**Activity:** Below are records; how many of their lines hold the string "pageTotal"? Reply with nothing but the number.
==========
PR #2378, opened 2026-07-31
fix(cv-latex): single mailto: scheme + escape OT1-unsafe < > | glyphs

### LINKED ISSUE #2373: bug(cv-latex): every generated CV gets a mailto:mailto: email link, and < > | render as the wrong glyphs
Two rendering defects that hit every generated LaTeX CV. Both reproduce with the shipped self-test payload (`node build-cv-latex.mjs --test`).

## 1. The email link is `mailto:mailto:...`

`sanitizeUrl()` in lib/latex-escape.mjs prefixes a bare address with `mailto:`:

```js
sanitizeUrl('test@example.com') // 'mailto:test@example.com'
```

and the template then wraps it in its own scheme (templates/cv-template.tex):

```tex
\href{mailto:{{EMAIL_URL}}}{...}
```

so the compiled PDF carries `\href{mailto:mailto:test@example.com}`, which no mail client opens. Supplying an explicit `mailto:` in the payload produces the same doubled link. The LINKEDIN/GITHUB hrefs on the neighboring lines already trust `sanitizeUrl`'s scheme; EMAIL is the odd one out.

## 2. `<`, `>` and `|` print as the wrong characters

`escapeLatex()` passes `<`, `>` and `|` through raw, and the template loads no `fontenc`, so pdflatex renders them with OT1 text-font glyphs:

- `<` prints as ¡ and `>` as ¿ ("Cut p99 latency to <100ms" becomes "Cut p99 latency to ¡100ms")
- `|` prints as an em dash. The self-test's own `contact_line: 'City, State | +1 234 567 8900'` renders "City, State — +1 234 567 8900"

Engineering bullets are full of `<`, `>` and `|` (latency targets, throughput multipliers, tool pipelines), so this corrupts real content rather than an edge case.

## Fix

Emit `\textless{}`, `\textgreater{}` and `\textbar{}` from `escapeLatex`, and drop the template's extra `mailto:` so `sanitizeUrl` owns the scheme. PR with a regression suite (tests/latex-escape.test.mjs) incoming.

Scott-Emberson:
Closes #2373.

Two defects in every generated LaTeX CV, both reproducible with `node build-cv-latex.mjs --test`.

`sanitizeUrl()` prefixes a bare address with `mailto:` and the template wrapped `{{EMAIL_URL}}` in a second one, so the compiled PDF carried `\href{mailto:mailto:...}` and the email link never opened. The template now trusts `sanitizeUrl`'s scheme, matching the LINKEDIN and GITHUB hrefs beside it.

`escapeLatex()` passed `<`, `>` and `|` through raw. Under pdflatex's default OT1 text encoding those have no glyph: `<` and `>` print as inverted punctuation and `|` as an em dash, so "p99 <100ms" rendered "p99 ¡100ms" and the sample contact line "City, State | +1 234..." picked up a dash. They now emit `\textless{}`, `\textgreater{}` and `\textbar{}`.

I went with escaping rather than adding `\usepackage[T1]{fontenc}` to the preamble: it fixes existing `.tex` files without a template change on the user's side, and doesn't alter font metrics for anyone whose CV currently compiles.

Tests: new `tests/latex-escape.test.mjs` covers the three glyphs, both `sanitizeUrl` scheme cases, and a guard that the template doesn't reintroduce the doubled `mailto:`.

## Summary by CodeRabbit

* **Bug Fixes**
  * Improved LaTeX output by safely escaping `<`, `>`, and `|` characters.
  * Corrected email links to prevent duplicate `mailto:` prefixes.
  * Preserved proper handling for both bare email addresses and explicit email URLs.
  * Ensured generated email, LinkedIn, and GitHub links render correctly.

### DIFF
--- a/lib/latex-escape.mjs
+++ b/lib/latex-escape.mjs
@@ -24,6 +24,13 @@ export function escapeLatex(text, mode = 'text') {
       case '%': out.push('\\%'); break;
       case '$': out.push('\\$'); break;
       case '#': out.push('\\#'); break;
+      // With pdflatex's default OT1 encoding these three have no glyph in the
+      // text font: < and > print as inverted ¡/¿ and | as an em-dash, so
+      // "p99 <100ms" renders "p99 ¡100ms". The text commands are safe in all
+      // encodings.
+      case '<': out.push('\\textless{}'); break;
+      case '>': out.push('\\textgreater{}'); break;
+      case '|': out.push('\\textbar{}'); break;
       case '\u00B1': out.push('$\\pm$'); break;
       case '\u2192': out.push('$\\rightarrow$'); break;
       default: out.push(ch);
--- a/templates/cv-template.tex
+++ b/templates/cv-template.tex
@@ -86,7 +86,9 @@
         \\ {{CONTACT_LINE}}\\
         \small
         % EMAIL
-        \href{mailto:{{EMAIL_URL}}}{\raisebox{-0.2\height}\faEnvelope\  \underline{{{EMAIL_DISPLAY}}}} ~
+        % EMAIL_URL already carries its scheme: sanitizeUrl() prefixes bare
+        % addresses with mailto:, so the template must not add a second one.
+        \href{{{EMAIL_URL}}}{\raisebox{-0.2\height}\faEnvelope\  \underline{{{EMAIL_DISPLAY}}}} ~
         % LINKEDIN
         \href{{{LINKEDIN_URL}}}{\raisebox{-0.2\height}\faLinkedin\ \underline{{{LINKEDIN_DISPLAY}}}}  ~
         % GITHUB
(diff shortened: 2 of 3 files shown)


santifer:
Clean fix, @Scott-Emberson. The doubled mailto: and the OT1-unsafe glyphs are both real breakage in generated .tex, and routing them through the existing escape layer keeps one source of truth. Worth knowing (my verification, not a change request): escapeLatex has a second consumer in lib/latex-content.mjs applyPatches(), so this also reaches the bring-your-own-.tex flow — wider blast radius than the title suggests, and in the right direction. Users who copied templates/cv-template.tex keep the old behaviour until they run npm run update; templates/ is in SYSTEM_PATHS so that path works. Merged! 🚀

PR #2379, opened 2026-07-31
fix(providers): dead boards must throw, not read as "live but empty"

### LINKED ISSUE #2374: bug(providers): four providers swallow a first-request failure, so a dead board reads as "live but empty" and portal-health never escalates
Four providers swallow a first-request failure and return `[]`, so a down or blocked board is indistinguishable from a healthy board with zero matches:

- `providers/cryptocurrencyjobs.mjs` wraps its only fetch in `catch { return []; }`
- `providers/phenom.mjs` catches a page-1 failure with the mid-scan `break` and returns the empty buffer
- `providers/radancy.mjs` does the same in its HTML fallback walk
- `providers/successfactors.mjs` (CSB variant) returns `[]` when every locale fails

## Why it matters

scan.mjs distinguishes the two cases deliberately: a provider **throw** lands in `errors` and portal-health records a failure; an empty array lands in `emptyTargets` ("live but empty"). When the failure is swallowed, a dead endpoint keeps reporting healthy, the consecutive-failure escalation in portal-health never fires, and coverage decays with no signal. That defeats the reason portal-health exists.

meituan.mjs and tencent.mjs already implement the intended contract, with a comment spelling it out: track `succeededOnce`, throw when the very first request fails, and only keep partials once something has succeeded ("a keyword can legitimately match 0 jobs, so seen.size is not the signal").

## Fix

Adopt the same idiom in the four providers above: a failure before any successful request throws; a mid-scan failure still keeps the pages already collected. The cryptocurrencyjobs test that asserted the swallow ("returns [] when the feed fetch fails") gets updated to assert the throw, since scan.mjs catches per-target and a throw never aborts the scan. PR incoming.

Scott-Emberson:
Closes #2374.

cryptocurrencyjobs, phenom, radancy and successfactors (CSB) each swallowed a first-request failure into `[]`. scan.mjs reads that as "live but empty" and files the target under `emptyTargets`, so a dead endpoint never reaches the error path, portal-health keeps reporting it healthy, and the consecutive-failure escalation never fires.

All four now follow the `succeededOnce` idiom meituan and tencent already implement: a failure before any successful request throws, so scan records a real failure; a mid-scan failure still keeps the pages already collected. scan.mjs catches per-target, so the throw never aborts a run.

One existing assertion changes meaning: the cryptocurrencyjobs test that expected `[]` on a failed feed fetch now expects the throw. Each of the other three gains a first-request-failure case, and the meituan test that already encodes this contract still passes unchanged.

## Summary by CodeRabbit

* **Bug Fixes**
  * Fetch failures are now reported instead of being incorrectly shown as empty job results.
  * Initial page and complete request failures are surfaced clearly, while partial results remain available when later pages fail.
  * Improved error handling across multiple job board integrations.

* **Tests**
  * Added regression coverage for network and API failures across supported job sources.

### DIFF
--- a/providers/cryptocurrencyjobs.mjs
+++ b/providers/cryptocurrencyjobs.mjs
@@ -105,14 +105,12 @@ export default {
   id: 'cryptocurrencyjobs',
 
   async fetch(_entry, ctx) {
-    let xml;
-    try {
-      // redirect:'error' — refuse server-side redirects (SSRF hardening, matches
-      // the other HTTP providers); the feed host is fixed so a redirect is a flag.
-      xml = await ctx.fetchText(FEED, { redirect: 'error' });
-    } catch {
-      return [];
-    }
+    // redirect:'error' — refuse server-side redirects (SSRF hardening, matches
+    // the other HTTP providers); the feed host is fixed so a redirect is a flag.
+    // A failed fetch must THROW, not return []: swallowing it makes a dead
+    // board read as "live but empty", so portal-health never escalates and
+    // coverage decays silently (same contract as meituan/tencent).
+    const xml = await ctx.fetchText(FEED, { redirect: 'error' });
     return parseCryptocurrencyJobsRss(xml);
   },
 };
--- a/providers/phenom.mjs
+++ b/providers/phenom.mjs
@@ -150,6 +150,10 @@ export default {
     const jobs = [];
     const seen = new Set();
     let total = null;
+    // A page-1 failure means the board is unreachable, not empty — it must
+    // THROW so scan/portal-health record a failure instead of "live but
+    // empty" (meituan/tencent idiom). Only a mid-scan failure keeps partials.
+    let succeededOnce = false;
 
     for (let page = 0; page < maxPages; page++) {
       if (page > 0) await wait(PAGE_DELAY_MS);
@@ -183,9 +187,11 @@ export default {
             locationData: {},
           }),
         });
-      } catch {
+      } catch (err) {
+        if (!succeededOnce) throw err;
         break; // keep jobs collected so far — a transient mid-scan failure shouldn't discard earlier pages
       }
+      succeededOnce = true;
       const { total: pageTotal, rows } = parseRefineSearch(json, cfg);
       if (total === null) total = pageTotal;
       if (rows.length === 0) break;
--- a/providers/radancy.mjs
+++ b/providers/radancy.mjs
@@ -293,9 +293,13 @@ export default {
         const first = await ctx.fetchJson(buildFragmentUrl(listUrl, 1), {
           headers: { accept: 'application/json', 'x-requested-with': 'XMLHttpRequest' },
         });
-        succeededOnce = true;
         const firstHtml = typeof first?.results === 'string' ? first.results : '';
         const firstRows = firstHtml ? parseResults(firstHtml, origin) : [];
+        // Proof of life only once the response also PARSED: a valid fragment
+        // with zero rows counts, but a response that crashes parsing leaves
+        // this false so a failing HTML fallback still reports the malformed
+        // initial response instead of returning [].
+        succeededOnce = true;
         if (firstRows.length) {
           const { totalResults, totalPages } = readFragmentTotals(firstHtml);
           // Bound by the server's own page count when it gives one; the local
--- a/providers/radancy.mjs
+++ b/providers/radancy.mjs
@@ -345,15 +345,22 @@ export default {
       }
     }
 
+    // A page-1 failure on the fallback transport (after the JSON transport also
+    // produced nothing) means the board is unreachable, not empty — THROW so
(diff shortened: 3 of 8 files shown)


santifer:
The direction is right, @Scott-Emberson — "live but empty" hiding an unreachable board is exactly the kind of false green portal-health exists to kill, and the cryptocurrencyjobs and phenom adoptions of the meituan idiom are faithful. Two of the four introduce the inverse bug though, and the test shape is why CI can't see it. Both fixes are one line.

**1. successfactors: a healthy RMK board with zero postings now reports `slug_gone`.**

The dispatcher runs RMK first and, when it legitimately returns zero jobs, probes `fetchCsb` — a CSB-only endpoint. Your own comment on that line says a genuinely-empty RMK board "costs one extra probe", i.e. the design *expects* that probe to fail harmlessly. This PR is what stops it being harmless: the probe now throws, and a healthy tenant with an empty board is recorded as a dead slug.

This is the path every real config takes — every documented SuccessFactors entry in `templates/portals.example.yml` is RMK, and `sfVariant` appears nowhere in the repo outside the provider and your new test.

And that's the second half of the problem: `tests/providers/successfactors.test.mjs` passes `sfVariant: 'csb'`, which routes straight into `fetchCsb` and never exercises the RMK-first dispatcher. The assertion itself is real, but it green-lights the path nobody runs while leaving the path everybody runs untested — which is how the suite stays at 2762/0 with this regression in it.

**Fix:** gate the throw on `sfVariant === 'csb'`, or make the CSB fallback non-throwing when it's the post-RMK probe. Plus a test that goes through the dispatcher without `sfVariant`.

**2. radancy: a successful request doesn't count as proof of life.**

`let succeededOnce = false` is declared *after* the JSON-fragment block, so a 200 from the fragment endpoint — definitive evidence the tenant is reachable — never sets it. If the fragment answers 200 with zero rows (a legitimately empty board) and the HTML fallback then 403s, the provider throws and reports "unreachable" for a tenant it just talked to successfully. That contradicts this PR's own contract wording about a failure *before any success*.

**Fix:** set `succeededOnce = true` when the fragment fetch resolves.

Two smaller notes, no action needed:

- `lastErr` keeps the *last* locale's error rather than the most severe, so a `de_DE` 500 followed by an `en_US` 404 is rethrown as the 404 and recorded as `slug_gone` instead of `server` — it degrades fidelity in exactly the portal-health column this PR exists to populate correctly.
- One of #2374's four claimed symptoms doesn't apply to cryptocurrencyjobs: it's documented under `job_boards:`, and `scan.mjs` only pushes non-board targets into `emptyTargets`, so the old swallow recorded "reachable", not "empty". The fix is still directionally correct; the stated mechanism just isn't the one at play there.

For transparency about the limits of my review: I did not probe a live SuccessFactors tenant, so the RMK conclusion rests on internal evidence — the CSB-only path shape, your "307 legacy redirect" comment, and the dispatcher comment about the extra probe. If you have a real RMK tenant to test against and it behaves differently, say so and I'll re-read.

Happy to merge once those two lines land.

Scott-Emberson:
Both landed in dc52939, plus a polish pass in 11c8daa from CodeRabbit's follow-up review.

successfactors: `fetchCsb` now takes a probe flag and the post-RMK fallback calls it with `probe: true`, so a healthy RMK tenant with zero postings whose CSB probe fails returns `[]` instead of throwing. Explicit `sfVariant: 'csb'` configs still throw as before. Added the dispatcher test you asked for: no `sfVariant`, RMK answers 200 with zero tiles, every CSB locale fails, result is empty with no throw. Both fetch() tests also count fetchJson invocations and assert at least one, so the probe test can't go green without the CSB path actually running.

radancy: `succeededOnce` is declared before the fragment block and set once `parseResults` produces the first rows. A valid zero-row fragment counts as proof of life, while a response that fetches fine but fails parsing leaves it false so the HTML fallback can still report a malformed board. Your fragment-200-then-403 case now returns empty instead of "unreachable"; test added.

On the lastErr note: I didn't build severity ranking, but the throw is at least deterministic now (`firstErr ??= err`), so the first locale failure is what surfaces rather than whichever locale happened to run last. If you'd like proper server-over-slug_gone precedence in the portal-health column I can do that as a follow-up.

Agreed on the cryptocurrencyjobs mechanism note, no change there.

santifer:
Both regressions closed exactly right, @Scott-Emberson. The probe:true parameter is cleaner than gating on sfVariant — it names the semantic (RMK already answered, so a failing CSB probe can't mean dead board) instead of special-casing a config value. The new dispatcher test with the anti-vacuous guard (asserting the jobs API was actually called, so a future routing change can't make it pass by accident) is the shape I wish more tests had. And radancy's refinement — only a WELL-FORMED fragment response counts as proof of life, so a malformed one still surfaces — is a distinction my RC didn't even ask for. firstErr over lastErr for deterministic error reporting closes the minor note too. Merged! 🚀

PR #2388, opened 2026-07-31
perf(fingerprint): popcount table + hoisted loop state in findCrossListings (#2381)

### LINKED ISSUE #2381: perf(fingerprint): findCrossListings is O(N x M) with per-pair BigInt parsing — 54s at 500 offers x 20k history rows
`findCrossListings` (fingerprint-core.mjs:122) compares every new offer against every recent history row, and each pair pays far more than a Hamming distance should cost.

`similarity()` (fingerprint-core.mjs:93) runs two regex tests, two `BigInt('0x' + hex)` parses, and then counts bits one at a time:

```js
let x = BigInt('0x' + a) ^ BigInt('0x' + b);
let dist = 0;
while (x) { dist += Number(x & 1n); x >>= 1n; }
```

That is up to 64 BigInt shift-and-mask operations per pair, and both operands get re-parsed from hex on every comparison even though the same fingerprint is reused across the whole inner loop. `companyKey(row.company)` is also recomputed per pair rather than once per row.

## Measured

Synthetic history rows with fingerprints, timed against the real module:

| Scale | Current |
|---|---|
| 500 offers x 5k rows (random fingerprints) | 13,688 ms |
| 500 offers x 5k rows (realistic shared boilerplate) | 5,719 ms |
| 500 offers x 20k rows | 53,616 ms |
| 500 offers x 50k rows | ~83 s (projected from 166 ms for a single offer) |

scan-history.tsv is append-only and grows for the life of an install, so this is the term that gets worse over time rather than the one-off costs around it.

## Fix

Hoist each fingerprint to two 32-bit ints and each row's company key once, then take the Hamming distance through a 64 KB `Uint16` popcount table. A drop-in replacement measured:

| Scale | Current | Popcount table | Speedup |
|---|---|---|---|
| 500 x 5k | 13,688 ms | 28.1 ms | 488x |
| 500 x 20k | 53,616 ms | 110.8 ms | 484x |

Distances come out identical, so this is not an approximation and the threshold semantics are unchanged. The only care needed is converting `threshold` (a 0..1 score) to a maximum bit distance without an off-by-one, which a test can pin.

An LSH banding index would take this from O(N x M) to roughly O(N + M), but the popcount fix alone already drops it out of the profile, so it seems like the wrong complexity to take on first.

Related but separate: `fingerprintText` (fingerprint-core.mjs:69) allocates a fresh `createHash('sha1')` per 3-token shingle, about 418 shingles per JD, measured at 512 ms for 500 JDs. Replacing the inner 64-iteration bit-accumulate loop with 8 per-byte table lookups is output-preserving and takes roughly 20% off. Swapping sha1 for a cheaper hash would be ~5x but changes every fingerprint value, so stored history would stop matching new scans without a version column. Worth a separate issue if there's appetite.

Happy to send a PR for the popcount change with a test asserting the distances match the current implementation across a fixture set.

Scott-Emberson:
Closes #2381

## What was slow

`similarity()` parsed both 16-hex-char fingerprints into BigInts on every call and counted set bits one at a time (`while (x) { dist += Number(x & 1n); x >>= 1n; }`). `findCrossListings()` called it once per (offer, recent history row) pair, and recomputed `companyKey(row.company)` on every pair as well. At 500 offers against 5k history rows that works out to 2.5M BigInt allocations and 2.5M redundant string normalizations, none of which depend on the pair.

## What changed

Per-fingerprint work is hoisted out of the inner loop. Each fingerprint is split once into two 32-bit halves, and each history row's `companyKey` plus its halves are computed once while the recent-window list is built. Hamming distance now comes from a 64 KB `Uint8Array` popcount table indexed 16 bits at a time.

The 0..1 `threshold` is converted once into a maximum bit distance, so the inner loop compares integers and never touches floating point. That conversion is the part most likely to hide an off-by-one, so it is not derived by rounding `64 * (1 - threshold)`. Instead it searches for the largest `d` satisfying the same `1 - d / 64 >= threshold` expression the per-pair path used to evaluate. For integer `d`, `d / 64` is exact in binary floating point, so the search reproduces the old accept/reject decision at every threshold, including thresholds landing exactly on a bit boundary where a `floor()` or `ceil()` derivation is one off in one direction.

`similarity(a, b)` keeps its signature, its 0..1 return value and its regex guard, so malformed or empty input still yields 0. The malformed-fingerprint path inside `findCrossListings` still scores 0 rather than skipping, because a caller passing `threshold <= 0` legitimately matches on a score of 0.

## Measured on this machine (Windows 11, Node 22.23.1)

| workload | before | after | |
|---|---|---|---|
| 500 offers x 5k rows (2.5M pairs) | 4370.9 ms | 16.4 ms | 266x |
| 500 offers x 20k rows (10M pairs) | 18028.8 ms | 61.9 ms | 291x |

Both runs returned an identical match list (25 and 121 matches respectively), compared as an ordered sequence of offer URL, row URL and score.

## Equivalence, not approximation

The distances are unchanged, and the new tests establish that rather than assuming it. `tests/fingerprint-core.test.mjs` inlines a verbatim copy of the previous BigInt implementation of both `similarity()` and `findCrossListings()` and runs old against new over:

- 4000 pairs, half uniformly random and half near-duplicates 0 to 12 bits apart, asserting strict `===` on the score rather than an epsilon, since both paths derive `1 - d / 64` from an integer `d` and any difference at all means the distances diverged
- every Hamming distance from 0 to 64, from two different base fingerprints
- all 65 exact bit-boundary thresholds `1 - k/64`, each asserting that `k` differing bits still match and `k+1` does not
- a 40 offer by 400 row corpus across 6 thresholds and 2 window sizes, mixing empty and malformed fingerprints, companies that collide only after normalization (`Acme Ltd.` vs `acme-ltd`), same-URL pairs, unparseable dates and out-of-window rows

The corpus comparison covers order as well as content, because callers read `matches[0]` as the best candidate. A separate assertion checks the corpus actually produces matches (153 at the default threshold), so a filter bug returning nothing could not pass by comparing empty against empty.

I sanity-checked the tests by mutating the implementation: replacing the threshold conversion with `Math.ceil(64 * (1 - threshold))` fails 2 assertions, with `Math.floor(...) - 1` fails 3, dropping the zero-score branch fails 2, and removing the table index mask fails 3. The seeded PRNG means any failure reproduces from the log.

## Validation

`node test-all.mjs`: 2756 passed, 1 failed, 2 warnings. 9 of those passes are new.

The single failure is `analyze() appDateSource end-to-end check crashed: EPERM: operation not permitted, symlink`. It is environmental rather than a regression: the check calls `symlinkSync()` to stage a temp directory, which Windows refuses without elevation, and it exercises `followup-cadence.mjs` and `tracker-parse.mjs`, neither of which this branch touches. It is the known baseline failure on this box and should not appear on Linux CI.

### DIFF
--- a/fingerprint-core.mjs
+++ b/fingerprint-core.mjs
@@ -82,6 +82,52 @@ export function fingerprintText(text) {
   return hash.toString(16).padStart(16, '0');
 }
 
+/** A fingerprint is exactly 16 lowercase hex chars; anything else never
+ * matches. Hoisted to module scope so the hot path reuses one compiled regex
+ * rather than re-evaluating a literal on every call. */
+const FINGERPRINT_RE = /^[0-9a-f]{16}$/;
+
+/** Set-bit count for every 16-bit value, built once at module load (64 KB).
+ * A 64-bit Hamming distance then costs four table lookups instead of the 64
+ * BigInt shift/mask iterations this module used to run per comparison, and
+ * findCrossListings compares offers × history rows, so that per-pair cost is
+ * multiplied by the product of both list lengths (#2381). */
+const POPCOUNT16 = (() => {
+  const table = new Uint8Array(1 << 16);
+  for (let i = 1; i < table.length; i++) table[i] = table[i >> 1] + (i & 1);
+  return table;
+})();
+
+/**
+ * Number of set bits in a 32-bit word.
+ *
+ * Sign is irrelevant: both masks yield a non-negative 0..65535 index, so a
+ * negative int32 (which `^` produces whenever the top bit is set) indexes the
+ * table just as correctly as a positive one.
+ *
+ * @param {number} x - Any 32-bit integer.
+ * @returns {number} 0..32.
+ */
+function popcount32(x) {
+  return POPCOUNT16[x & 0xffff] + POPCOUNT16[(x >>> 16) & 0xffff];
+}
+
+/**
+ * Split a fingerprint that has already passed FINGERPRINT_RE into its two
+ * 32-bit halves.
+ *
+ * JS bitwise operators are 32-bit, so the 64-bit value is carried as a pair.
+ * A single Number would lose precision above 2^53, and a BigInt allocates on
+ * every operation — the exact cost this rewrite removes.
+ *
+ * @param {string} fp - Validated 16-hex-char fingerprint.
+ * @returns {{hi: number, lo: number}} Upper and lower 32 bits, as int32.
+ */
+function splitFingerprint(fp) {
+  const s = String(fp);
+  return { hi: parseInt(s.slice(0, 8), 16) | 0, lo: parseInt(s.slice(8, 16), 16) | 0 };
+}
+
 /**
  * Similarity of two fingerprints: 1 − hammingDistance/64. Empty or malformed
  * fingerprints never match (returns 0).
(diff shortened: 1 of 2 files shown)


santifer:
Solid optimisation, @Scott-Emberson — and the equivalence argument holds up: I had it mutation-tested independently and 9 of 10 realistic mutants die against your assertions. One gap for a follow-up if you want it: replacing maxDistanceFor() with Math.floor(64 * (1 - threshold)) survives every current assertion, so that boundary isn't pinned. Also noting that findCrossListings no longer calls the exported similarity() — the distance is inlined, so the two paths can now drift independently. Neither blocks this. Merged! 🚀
==========
**Response to this exercise:** 2